Finding Ideas in the Noise

While the main topic of this blog is the use of words, underlying the words are ideas. It’s one of the main reasons I come to conferences like SXSW and attend presentations like the one by Jason Fried of 37signals. I want exposure to ideas that differ from my daily routine. So I intentionally look for people who know more than I do or present an opinion different from the one I already hold.

In this instance, I know some people are less than impressed by Fried & Co. Regardless of your opinion, I think their ideas are worth considering, if for nothing else than how clearly and intelligently they present them. Yes, you may not agree, but you won’t be the worse for having been open to the possibility of their ideas adding value.

Early on, Fried highlighted words that they try to keep out of 37signals’ conversations because of the negative feelings they generate: need, can’t, easy, only, and fast (e.g., “I need this feature to go to market.”; “That’s easy to do, right?”). Consider this idea for a moment: words have power, so imagine the impact of identifying words within your network that get in the way of getting things done. However, I’m not a total fan girl.

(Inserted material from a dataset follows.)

PR #2936, opened 2018-11-05
Temporarily disable W504 in flake.

akatsoulas:


akatsoulas:
Temporarily disables a couple of checks in flake8 to fix the failing tests in dino-park branch. This will be reverted when merged to master.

I was struck when he said that words are the cheapest and the easiest thing to fix versus, for example, doing a complete redesign of a website. I can see why initially, one might agree with this advice. Unfortunately, unless you suddenly uncover the secret sauce for how to write about you and what your company may do, the words aren’t cheap or easy. I also found it funny that after putting “easy” on his list of words they avoid, he described words as being easy to fix. Although, he did say later that we don’t pay enough attention to the words and too much to the pixels.

To me, the concept that the words are the easiest solution makes the assumption that the original idea is accurate. If the new words are still describing a fallacy, they haven’t addressed the issue that drove the need for new words. Instead, the new words create an illusion that the problem is solved. I think before you can determine if new words solve the problem, you have to determine if the original idea is worthy of them.

I’ve seen many clients struggle with this problem. They want content—brochures, websites, white papers—that defines their brand, but often aren’t 100% sure of what that brand represents, which makes finding the right words a challenge. If you don’t have a goal of increasing the value of the conversation, you’re potentially distracting the very people your trying to reach. When you choose words with care, I believe that your attention to detail will show. You may not appeal to everyone, but you will appeal to the people who are best suited to you, which takes me to the other highlight of Fried’s presentation.

Fried walked through why 37signals takes the approach that they’d rather have customers grow out of their products versus attempting to grow into them. What a novel idea. Haven’t we reached the point where the notion of cradle to grave business stopped being realistic, or desirable for that matter? I’m surprised at how frequently I run into people that buy into the notion that competitiveness and success requires being all things to all people, ultimately not really appealing to anyone.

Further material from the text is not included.